Look through the data below for the line with "barrucadu: In fact, you" and the line with "huwd: Ok I see, sure.", then output those two and all lines in between, exactly as written.

Given information section start

PR #2730, opened 2021-04-22
Handle remote errors for elections lookup

sihugh:
In this PR we're handling the known 400 and 404 errors as they'll indicate something the user might be able to address.

Other errors will just fall through at present because it either reflects something that we've done wrong (403 would be an incorrect API key) or a problem with the remote service. Either way, the user would be unable to do anything, so we'd need to display an error.

We're considering implementing retries for 5xx errors, but not in this PR.

We add some short-lived caching to help handle spiky loads, and add some metrics around API request duration and logging of error types

### DIFF
--- a/app/views/electoral/results.html.erb
+++ b/app/views/electoral/results.html.erb
@@ -1,47 +1,45 @@
-<div class="govuk-grid-row">
-  <div class="govuk-grid-column-two-thirds">
-    <% content_for :title,   @content_item[:title] %>
+<div class="govuk-grid-column-two-thirds">
+  <% content_for :title, "#{@content_item[:title]} - GOV.UK" %>
 
-    <div>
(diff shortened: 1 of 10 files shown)


hannako (approved):
Looks great! Are the data attributes fine? Can we just let Ash know?

app/views/electoral/results.html.erb
```diff
@@ -1,47 +1,49 @@
-<div class="govuk-grid-row">
-  <div class="govuk-grid-column-two-thirds">
-    <% content_for :title,   @content_item[:title] %>
+<% content_for :extra_headers do %>
+  <meta name="robots" content="noindex">
+<% end %>
```
hannako, line 3: Ah well remembered! You had that on the prototype and I didn't copy it over.

PR #2738, opened 2021-04-26
Add lang attributes to bank holidays page

danacotoran:
Currently, the [Welsh version of the bank holidays page](https://www.gov.uk/gwyliau-banc) has `lang='en'` even though most of the main content of the page is in Welsh.

These changes add a `lang` attribute to the main landmark on the page, so that the content is correctly labelled as Welsh when viewing the Welsh version of this page.
Additionally, when viewing the Welsh version, add a `lang=en` attribute to the bank holidays experiment panel as we do not have translations for most of this content. This is to ensure that assistive technologies can read this content in the correct language, which is a WCAG requirement.

**NOTE:** I also hard-coded the bank holidays experiment panel to always use the English language version of the nation names. This is because all the rest of the copy is hard coded in English, and we do not have the means to get it all translated with ease right now. It is more cohesive if all of the text is in one language (_in my opinion_), rather than bits in one language interspersed with bits in another language. 
Ideally it would all be translated to Welsh of course.

## Before: Welsh content is labelled with `lang="en"`
Screenshot 2021-04-26 at 16 29 10

## After: Welsh content is labelled with `lang="cy"`, only English content is labelled with `lang="en"`

Screenshot 2021-04-26 at 16 27 57

### DIFF
--- a/app/views/calendar/_save_location.html.erb
+++ b/app/views/calendar/_save_location.html.erb
@@ -1,6 +1,7 @@
 <%
   data_nation = nation.gsub(/\s/,'_')
 
+  section_lang = "lang=en" unless I18n.locale.to_s == "en"
   save_description = "Do you want to save # as your location for bank holidays?"
   save_button_aria_label = "Save # as your location for bank holidays"
   save_button_text = "Save"
@@ -19,6 +20,7 @@
   data-undo-description="<%= undo_description %>"
   data-undo-button-aria-label="<%= undo_button_aria_label %>"
   data-undo-button-text="<%= undo_button_text %>"
+  <%= section_lang %>
 >
   <h2 class="govuk-heading-m js-nation-description" aria-live="polite">
     <%= sanitize(save_description) %>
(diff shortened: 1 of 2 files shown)


app/views/calendar/_save_location.html.erb
```diff
@@ -19,6 +20,7 @@
   data-undo-description="<%= undo_description %>"
   data-undo-button-aria-label="<%= undo_button_aria_label %>"
   data-undo-button-text="<%= undo_button_text %>"
+  <%= section_lang %>
```
AlanGabbianelli, line 23: I'm not sure I understand the logic of this. `<%= section_lang %>` will be either `nil` when the locale is "en" or `"lang=en"` when the locale is not "en". Why do we want it to be `nil` when the locale is "en"?

danacotoran: Good question @AlanGabbianelli

When a parent of the element already has `lang="en"` there's no added benefit in adding that to the child element – every child of that `lang="en"` container will be assumed to be in English unless it is specified otherwise.

On the other hand, since the element inherits `lang` from higher up the tree, when a parent of the element has `lang="cy"`, we need to add `lang="en"` to the element to ensure that screen readers will correctly read it in English. 

That is why I set that `section_lang` to nil when the locale is en –  in this instance, `section_lang` is only needed when the locale is not en.

AlanGabbianelli (approved):

PR #2748, opened 2021-05-05
Remove the register to vote custom schema once voting closes

sihugh:
Voting closes at 10pm on 6 May. We want to not show the custom FAQ schema after that point, as it'll be out of kilter from the published content. I've added an expiry date to the yaml which might be something we want to reuse in the future.

The publication of the content update will invalidate the cache for this page, so it'll be pretty up to date.


hannako (approved):
LGTM 👍

PR #2770, opened 2021-05-19
Fix JS crossbrowser compatibility issue

danacotoran:
# What
On the bank holidays page save nation script, swap the `replaceAll()` string method for the `replace()` method with a global flag.

# Why
The `replaceAll()` method is [not supported in any version of IE](https://developer.mozilla.org/en-US/docs/Web/JavaScript/Reference/Global_Objects/String/replaceAll#browser_compatibility) which is causing an error. 
As a consequence, on Internet Explorer the save nation panel currently reads "Do you want to save # as your location for bank
holidays" instead of e.g "Do you want to save Scotland as your location for bank holidays".
## Before 
Screenshot 2021-05-19 at 17 52 28

## After 
Screenshot 2021-05-19 at 17 51 24

----- 


andysellick (approved):
Good spot, good work.

PR #2767, opened 2021-05-18
Move hardcoded text into translation files

MuriloDalRi:
Move hardcoded content into the English translation file and adds the same keys to the Welsh one for future translation.

https://trello.com/c/HXNiLKQx/2494-add-keys-which-arent-yet-in-any-locale-files-timebox-1-day-per-app

⚠️ This repo is Continuously Deployed: make sure you [follow the guidance](https://docs.publishing.service.gov.uk/manual/development-pipeline.html#merge-your-own-pull-request) ⚠️

PR #2780, opened 2021-05-26
Mark locale keys containing links as HTML safe

brucebolt:
In #2767, strings containing HTML were moved out of the views and into locale files.

Some have the `raw` method applied, but others do not, so the HTML will be escaped and output to the user.
    
Changing the locale key suffix to contain `_html` will [mark these as HTML Safe](https://api.rubyonrails.org/classes/ActionView/Helpers/TranslationHelper.html#method-i-translate).

[Trello card](https://trello.com/c/HXNiLKQx)

### DIFF
--- a/app/views/calendar/bank_holidays.html.erb
+++ b/app/views/calendar/bank_holidays.html.erb
@@ -43,9 +43,9 @@
             } %>
           <% end %>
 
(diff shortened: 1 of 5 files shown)


1pretz1 (approved):
Looks good, thanks for picking this up! ⭐

thomasleese (approved):

PR #2781, opened 2021-05-27
Add save page routes

huwd:

[Trello](https://trello.com/c/FkH145rh/773-add-endpoints-to-frontend-to-save-and-unsave-a-page)

For an unauthenticated session:
- redirect the user to try and sign in
- on success bring them back to try and save a page

For an authenticated session:
- recieve a get request to `/account/saved-pages/add?page_path=/foo`
- save the page through a PUT request to the account-api
- redirect the user to that page

Then also a remove route:
- recieve a get request to `/account/saved-pages/remove?page_path=/foo`
- save the page through a DELETE request to the account-api
- redirect the user to that page

See also: https://github.com/alphagov/special-route-publisher/pull/165/commits/74e4abe1440e5b01cd99eafadd7560628286ae16

### DIFF
--- a/app/controllers/application_controller.rb
+++ b/app/controllers/application_controller.rb
@@ -100,4 +100,19 @@ private
   def cache
     params[:cache] ? { cache: params[:cache] } : {}
   end
+
+  def set_no_cache_headers
+    response.headers["Cache-Control"] = "no-store"
+  end
+
+  def redirect_with_ga(url, ga_client_id = nil)
+    ga_client_id ||= params[:_ga]
+    if ga_client_id
+      uri = Addressable::URI.parse(url)
+      uri.query_values = (uri.query_values || {}).merge("_ga" => ga_client_id)
+      url = uri.to_s
+    end
+
+    redirect_to url
+  end
 end
--- a/app/controllers/save_pages_controller.rb
+++ b/app/controllers/save_pages_controller.rb
@@ -16,6 +16,19 @@ class SavePagesController < ApplicationController
     redirect_to page_path + "?personalisation=page_not_saved"
   end
 
+  def destroy
+    GdsApi.account_api.delete_saved_page(
+      page_path: page_path,
+      govuk_account_session: account_session_header,
+    )
+
+    redirect_to page_path + "?personalisation=page_removed"
+  rescue GdsApi::HTTPUnauthorized
+    authenticate(remove_saved_page_path(page_path: page_path))
+  rescue GdsApi::HTTPNotFound
+    redirect_to page_path + "?personalisation=page_removed"
+  end
+
 private
 
   def page_path
--- a/app/controllers/save_pages_controller.rb
+++ b/app/controllers/save_pages_controller.rb
@@ -1,0 +1,37 @@
+class SavePagesController < ApplicationController
+  include AccountConcern
+
+  before_action :set_no_cache_headers
+  before_action { head :not_found unless feature_flag_enabled? }
+
+  def create
+    GdsApi.account_api.save_page(
+      page_path: page_path,
+      govuk_account_session: account_session_header,
+    )
+    redirect_to page_path + "?personalisation=page_saved"
+  rescue GdsApi::HTTPUnauthorized
+    authenticate(save_page_path(page_path: page_path))
+  rescue GdsApi::HTTPUnprocessableEntity
+    redirect_to page_path + "?personalisation=page_not_saved"
+  end
+
+private
+
+  def page_path
+    @page_path ||= Addressable::URI.parse(params[:page_path]).path
+  end
+
+  def authenticate(redirect_path)
+    logout!
+
+    redirect_with_ga GdsApi.account_api.get_sign_in_url(
+      redirect_path: redirect_path,
+      level_of_authentication: "level0",
+    ).to_h["auth_uri"]
+  end
+
+  def feature_flag_enabled?
+    ENV["FEATURE_FLAG_SAVE_A_PAGE"] == "enabled"
+  end
+end
--- a/app/controllers/sessions_controller.rb
+++ b/app/controllers/sessions_controller.rb
@@ -44,10 +44,6 @@ class SessionsController < ApplicationController
 
 protected
 
-  def set_no_cache_headers
-    response.headers["Cache-Control"] = "no-store"
-  end
-
   def account_manager_url
     Plek.find("account-manager")
   end
@@ -58,16 +54,5 @@ protected
     return nil unless http_referrer&.start_with?(Plek.new.website_root)
 
     http_referrer.delete_prefix Plek.new.website_root
-  end
-
-  def redirect_with_ga(url, ga_client_id = nil)
-    ga_client_id ||= params[:_ga]
-    if ga_client_id
-      uri = Addressable::URI.parse(url)
-      uri.query_values = (uri.query_values || {}).merge("_ga" => ga_client_id)
-      url = uri.to_s
-    end
-
-    redirect_to url
   end
 end
--- a/app/controllers/sessions_controller.rb
+++ b/app/controllers/sessions_controller.rb
@@ -63,12 +63,9 @@ protected
   def redirect_with_ga(url, ga_client_id = nil)
     ga_client_id ||= params[:_ga]
     if ga_client_id
-      url =
-        if url.include? "?"
-          "#{url}&_ga=#{ga_client_id}"
-        else
-          "#{url}?_ga=#{ga_client_id}"
-        end
+      uri = Addressable::URI.parse(url)
+      uri.query_values = (uri.query_values || {}).merge("_ga" => ga_client_id)
+      url = uri.to_s
     end
 
     redirect_to url
--- a/config/routes.rb
+++ b/config/routes.rb
@@ -27,6 +27,10 @@ Rails.application.routes.draw do
   get "/sign-in/callback", to: "sessions#callback", as: :new_govuk_session_callback
   get "/sign-out", to: "sessions#delete", as: :end_govuk_session
 
+  scope "/account" do
+    get "/saved-pages/add", to: "save_pages#create", as: :save_page
+  end
+
   # Help pages
   get "/help", to: "help#index"
   get "/help/ab-testing", to: "help#ab_testing"
--- a/config/routes.rb
+++ b/config/routes.rb
@@ -29,6 +29,7 @@ Rails.application.routes.draw do
 
   scope "/account" do
     get "/saved-pages/add", to: "save_pages#create", as: :save_page
+    get "/saved-pages/remove", to: "save_pages#destroy", as: :remove_saved_page
   end
 
   # Help pages
--- a/test/functional/save_pages_controller_test.rb
+++ b/test/functional/save_pages_controller_test.rb
@@ -1,0 +1,108 @@
+require "test_helper"
+require "gds_api/test_helpers/account_api"
+
+class SavePagesControllerTest < ActionController::TestCase
+  include GdsApi::TestHelpers::AccountApi
+  include SessionHelpers
+
+  context "when FEATURE_FLAG_SAVE_A_PAGE environment variable is not 'enabled'" do
+    context "GET /account/saved-pages/add" do
+      should "return 404" do
+        get :create, params: { page_path: ministry_of_magic_path }
+        assert_response :not_found
+      end
+    end
+  end
+
+  context "when FEATURE_FLAG_SAVE_A_PAGE environment variable is set to 'enabled'" do
+    context "GET /account/saved-pages/add" do
+      context "when logged out" do
+        setup do
+          stub_account_api_unauthorized_save_page(page_path: ministry_of_magic_path)
+          @stub = stub_account_api_get_sign_in_url(
+            level_of_authentication: "level0",
+            redirect_path: save_page_path(
+              page_path: ministry_of_magic_path,
+            ),
+          )
+        end
+
+        should "redirect the user to the Auth Provider" do
+          with_feature_flag_enabled do
+            get :create, params: { page_path: ministry_of_magic_path }
+
+            assert_response :redirect
+            assert_requested @stub
+          end
+        end
+      end
+
+      context "when logged in" do
+        setup do
+          mock_logged_in_session
+          stub_account_api_save_page(page_path: ministry_of_magic_path, new_govuk_account_session: "placeholder")
+        end
+
+        should "create a saved page and redirect the user to the saved page_path" do
+          with_feature_flag_enabled do
+            get :create, params: { page_path: ministry_of_magic_path }
+            assert_response :redirect
+
+            path = Addressable::URI.parse(@response.headers["Location"]).path
+            assert_equal path, ministry_of_magic_path
+          end
+        end
+
+        should "report a successful save to the requesting app with a query parameter" do
+          with_feature_flag_enabled do
+            get :create, params: { page_path: ministry_of_magic_path }
+            assert_response :redirect
+
+            query = Addressable::URI.parse(@response.headers["Location"]).query
+            assert_equal query, "personalisation=page_saved"
+          end
+        end
+
+        should "report an unsuccessful save to the requesting app with a query parameter" do
+          with_feature_flag_enabled do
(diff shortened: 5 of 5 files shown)


app/controllers/save_pages_controller.rb
```diff
@@ -0,0 +1,21 @@
+class SavePagesController < ApplicationController
+  include AccountConcern
+
+  before_action :set_no_cache_headers
+  before_action :authenticate
+
+  def create
```
huwd, line 7: fill this out in the next commit

huwd: will likely squash these too after review?

test/functional/save_pages_controller_test.rb
```diff
@@ -0,0 +1,42 @@
+require "test_helper"
+require "gds_api/test_helpers/account_api"
+require "pry"
+
+class SavePagesControllerTest < ActionController::TestCase
```
huwd, line 4: I tried adding some integration tests too, but they ended up doing pretty much the same thing.
So either i need to broaden what I'm testing there or I think this stuff will do?, it's a fairly simple controller for now

app/controllers/sessions_controller.rb
```diff
@@ -44,33 +44,7 @@ def delete
...
 
-  def set_no_cache_headers
-    response.headers["Cache-Control"] = "no-store"
-  end
-
   def account_manager_url
     Plek.find("account-manager")
   end
-
-  def fetch_http_referrer
```
barrucadu, line 55: We only use this method in this controller, so it can stay here

app/controllers/save_pages_controller.rb
```diff
@@ -0,0 +1,28 @@
...
+  rescue GdsApi::HTTPUnauthorized
+    @account_session_header = nil
+    authenticate
+  end
+
+private
+
+  def authenticate
+    unless logged_in?
+      redirect_to new_govuk_session_path(
```
barrucadu, line 21: This will have to be `redirect_with_ga` to pass along the `_ga` param if present.

app/controllers/save_pages_controller.rb
```diff
@@ -0,0 +1,28 @@
...
+  include AccountConcern
+
+  before_action :set_no_cache_headers
+  before_action :authenticate
+
+  def create
+    redirect_to GdsApi.account_api.save_page(
+      page_path: params[:page_path],
+      govuk_account_session: account_session_header,
+    ).to_h["saved_page"]["page_path"]
```
barrucadu, line 11: I think we'll want to pass some indication of success back to the page, so we can display a success box.

We have a similar need in the Transition Checker (for showing the success box when you save your results), but there we do it with the slightly dodgy approach of checking if the timestamp of the latest results is only a short while ago.  Maybe we should standardise on a query parameter to use for passing personalisation-related flash notices?

So maybe this could be something like:

```ruby
GdsApi.account_api.save_page(page_path: params[:page_path], govuk_account_session: account_session_header)
redirect_to params[:page_path] + "?personalisation=page_saved"
```

app/controllers/save_pages_controller.rb
```diff
@@ -0,0 +1,28 @@
...
+  rescue GdsApi::HTTPUnauthorized
+    @account_session_header = nil
+    authenticate
+  end
```
barrucadu, line 15: We'll need to handle the 422 case here, as currently that'll propagate upwards and the user will get a 422 response.

If we go for the query param approach, maybe we could do

```ruby
redirect_to params[:page_path] + "?personalisation=page_not_saved"
```

And display an error box

config/routes.rb
```diff
@@ -26,6 +26,7 @@
   get "/sign-in", to: "sessions#create", as: :new_govuk_session
   get "/sign-in/callback", to: "sessions#callback", as: :new_govuk_session_callback
   get "/sign-out", to: "sessions#delete", as: :end_govuk_session
+  get "/save-a-page", to: "save_pages#create", as: :save_page
```
barrucadu, line 29: Let's hold off on merging this until the discussion about paths in Slack has an answer.  If `/account/saved-pages` is the index, then we could have `/account/saved-pages/add` and `/account/saved-pages/remove` for manipulation.

app/controllers/application_controller.rb
```diff
@@ -100,4 +100,30 @@ def token
...
+
+  def redirect_with_ga(url, ga_client_id = nil)
+    ga_client_id ||= params[:_ga]
+    if ga_client_id
+      url =
+        if url.include? "?"
+          "#{url}&_ga=#{ga_client_id}"
+        else
+          "#{url}?_ga=#{ga_client_id}"
+        end
```
AlanGabbianelli, line 124: We already have Addressable as a dependency so we could use it here
```suggestion
      uri = Addressable::URI.parse(url)
      uri.query_values = (uri.query_values || {}).merge("_ga" => ga_client_id)
      url = uri.to_s
```

app/controllers/save_pages_controller.rb
```diff
@@ -0,0 +1,28 @@
+class SavePagesController < ApplicationController
```
barrucadu, line 1: Can you feature-flag this controller?  Something like

```ruby
before_action do
  head :not_found unless ENV["FEATURE_FLAG_SAVE_A_PAGE"] == "enabled"
end
```

Then we'll be able to make this available in staging but not production, to try it out for real.

config/routes.rb
barrucadu: So it sounds like `/account/saved-pages` is going to be the index, so how about making the add / delete routes subpaths of that?

app/controllers/save_pages_controller.rb
```diff
@@ -0,0 +1,35 @@
...
+  end
+
+private
+
+  def authenticate
+    if feature_flag_enabled?
+      unless logged_in?
+        redirect_with_ga new_govuk_session_path(
+          redirect_path: "/save-a-page?page_path=#{params[:page_path]}",
+          state_id: params[:state_id],
```
barrucadu, line 25: That `state_id` is only used to make the Transition Checker kind-of-not-a-JWT-but-also-is-definitely-a-JWT journey work, it's only needed in the `SessionsController`, not here.

huwd: oh great! I wasn't sure so I thought i'd include it.
Will clear that out now.

barrucadu: Also, we could eliminate the redirect via `/sign-in` by using `GdsApi.account_api.get_sign_in_url` directly here:

```ruby
  def authenticate
    return if !feature_flag_enabled? || logged_in?

    redirect_with_ga GdsApi.account_api.get_sign_in_url(redirect_path: "...")
  end
```

Removing one redirect from the chain is only a slight improvement, but feels like a nice one.

app/controllers/application_controller.rb
AlanGabbianelli: We use this in [other apps](https://github.com/alphagov/collections-publisher/blob/main/app/presenters/coronavirus/sub_section_json_presenter.rb#L45-L53) too (thank you @leenagupte for showing me this) so I think extracting it would be good. I'm not sure `govuk_personalisation` is the right place though... 🤔

huwd: Ace, ok if it's place is not in the gem then here sounds good.
I've put it in its own prior commit, that is separate from the move into `ApplicationController`

See here:
https://github.com/alphagov/frontend/pull/2781/commits/ac726d7509520a95378f7020912d502caff7d529

Thanks both @AlanGabbianelli and @leenagupte !

config/routes.rb
huwd: done!

app/controllers/save_pages_controller.rb
huwd: Cool, saves us one more hop - I figured we might need to remember to change this if we ever adjusted /sign-in, but that seems like a manageable thing.

Done!

config/routes.rb
```diff
@@ -27,6 +27,11 @@
   get "/sign-in/callback", to: "sessions#callback", as: :new_govuk_session_callback
   get "/sign-out", to: "sessions#delete", as: :end_govuk_session
 
+  scope "/account" do
+    get "/save-a-page/new", to: "save_pages#create", as: :save_page
+    get "/save-a-page/remove", to: "save_pages#destroy", as: :remove_saved_page
```
barrucadu, line 32: I think it should be `/saved-pages`, then we have

- `/account` - the root
- `/account/saved-pages` - the feature
- `/account/saved-pages/new` - the action

app/controllers/save_pages_controller.rb
```diff
@@ -0,0 +1,45 @@
...
+    GdsApi.account_api.save_page(
+      page_path: ensure_is_path(params[:page_path]),
+      govuk_account_session: account_session_header,
+    )
+    redirect_to ensure_is_path(params[:page_path]) + "?personalisation=page_saved"
+  rescue GdsApi::HTTPUnauthorized
+    @account_session_header = nil
+    authenticate
+  rescue GdsApi::HTTPUnprocessableEntity
+    redirect_to ensure_is_path(params[:page_path]) + "?personalisation=page_not_saved"
```
barrucadu, line 18: Since there are three instances of `ensure_is_path(params[:page_path])`, how about sticking it in a variable?

app/controllers/save_pages_controller.rb
```diff
@@ -0,0 +1,45 @@
...
+    return if !feature_flag_enabled? || logged_in?
+
+    redirect_with_ga GdsApi.account_api.get_sign_in_url(
+      redirect_path: sign_in_redirect_path,
+      level_of_authentication: "level0",
+    ).to_h["auth_uri"]
+  end
+
+  def sign_in_redirect_path
+    if request.env["PATH_INFO"] == save_page_path
```
barrucadu, line 42: What's this conditional for?

test/functional/save_pages_controller_test.rb
```diff
@@ -0,0 +1,108 @@
...
+            ),
+          )
+        end
+
+        should "redirect the user to the Auth Provider" do
+          with_feature_flag_enabled do
+            get :create, params: { page_path: ministry_of_magic_path }
+            assert_response :redirect
+
+            assert_response :redirect
```
barrucadu, line 41: You've got this `assert_response :redirect` twice

test/functional/save_pages_controller_test.rb
```diff
@@ -0,0 +1,108 @@
...
+            assert_requested @stub
+          end
+        end
+      end
+
+      context "when logged in" do
+        setup do
+          mock_logged_in_session
+          stub_account_api_save_page(page_path: "/government/organisations/ministry-of-magic", new_govuk_account_session: "placeholder")
```
barrucadu, line 50: Re-use `ministry_of_magic_path` here

test/functional/save_pages_controller_test.rb
```diff
@@ -0,0 +1,108 @@
...
+          end
+        end
+
+        should "report a successful save to the requesting app with a query parameter" do
+          with_feature_flag_enabled do
+            get :create, params: { page_path: ministry_of_magic_path }
+            assert_response :redirect
+
+            query = Addressable::URI.parse(@response.headers["Location"]).query
+            assert_includes query, "personalisation=page_saved"
```
barrucadu, line 69: Use `assert_equal` here, for consistency with the test for `personalisation=page_not_saved`

app/controllers/save_pages_controller.rb
```diff
@@ -18,6 +18,15 @@ def create
     redirect_to ensure_is_path(params[:page_path]) + "?personalisation=page_not_saved"
   end
 
+  def destroy
```
barrucadu, line 21: Don't forget the unauthorized case here

barrucadu: A user might have a session header (so they pass the `authenticate` `before_action`) but that header is invalid (so there's a 401 response).

barrucadu: In fact, you could just drop the `before_action`.

app/controllers/save_pages_controller.rb
huwd: Do you mean like as a secnd param?

Like `ensure_is_path(params[:page_path], query_params)`

Where query params is a hash or something like:
```
{
   personalisation: "page_saved"
}
```

(I think addressable can do a better query param merge?)

test/functional/save_pages_controller_test.rb
huwd: doh, good spot, amended will push shortly.

app/controllers/save_pages_controller.rb
barrucadu: No, like

```ruby
  def create
    page_path = ensure_is_path(params[:page_path])
    GdsApi.account_api.save_page(
      page_path: page_path,
      ...
```

huwd: Ok I see, sure.

app/controllers/save_pages_controller.rb
```diff
@@ -0,0 +1,52 @@
...
+    authenticate(save_page_path(page_path: page_path))
+  rescue GdsApi::HTTPUnprocessableEntity
+    redirect_to page_path + "?personalisation=page_not_saved"
+  end
+
+  def destroy
+    GdsApi.account_api.delete_saved_page(
+      page_path: page_path,
+      govuk_account_session: account_session_header,
+    )
```
barrucadu, line 23: This can also throw a 404 error, which we should treat as success, because it means the page has already been deleted (or wasn't saved)

app/controllers/save_pages_controller.rb
```diff
@@ -0,0 +1,52 @@
...
+    redirect_to page_path + "?personalisation=page_removed"
+  rescue GdsApi::HTTPUnauthorized
+    authenticate(remove_saved_page_path(page_path: page_path))
+  end
+
+private
+
+  def page_path
+    ensure_is_path(params[:page_path])
+  end
```
barrucadu, line 34: You could merge `ensure_is_path` into this as it's only used by this method:

```ruby
  def page_path
    @page_path ||= Addressable::URI.parse(params[:page_path]).path
  end
```

app/controllers/save_pages_controller.rb
```diff
@@ -0,0 +1,52 @@
...
+
+  def authenticate(redirect_path)
+    @account_session_header = nil
```
barrucadu, line 37: Use `logout!` here, just setting the `@account_session_header` to `nil` won't set the end-session response header

app/controllers/save_pages_controller.rb
huwd: we could reuse `personalisation=page_removed`
or do `personalisation=page_already_removed`

And let the frontend handle that?

test/functional/save_pages_controller_test.rb
```diff
@@ -0,0 +1,168 @@
...
+          with_feature_flag_enabled do
+            get :destroy, params: { page_path: ministry_of_magic_path }
+
+            assert_response :redirect
+            assert_requested @stub
+          end
+        end
+      end
+
+      context "when logged in" do
```
barrucadu, line 129: I think it'd be good to add a test for the 404 case here - the page not being saved in the first place is a success here

app/controllers/save_pages_controller.rb
barrucadu: Keep it simple for now, go for `page_removed` until we have a need to treat the two cases differently

test/functional/save_pages_controller_test.rb
```diff
@@ -0,0 +1,180 @@
...
+          with_feature_flag_enabled do
+            get :destroy, params: { page_path: ministry_of_magic_path }
+            assert_response :redirect
+
+            query = Addressable::URI.parse(@response.headers["Location"]).query
+            assert_equal query, "personalisation=page_removed"
+          end
+        end
+
+        should "report back a 404 error as page_already_removed " do
```
barrucadu, line 158: Should be `page_removed`, not `page_already_removed`

barrucadu (approved):

barrucadu:
@huwd When this is deployed, could you make a puppet change to enable the feature flag on **staging**?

Given information section end

Answer for this exercise:
barrucadu: In fact, you could just drop the `before_action`.

app/controllers/save_pages_controller.rb
huwd: Do you mean like as a secnd param?

Like `ensure_is_path(params[:page_path], query_params)`

Where query params is a hash or something like:
```
{
   personalisation: "page_saved"
}
```

(I think addressable can do a better query param merge?)

test/functional/save_pages_controller_test.rb
huwd: doh, good spot, amended will push shortly.

app/controllers/save_pages_controller.rb
barrucadu: No, like

```ruby
  def create
    page_path = ensure_is_path(params[:page_path])
    GdsApi.account_api.save_page(
      page_path: page_path,
      ...
```

huwd: Ok I see, sure.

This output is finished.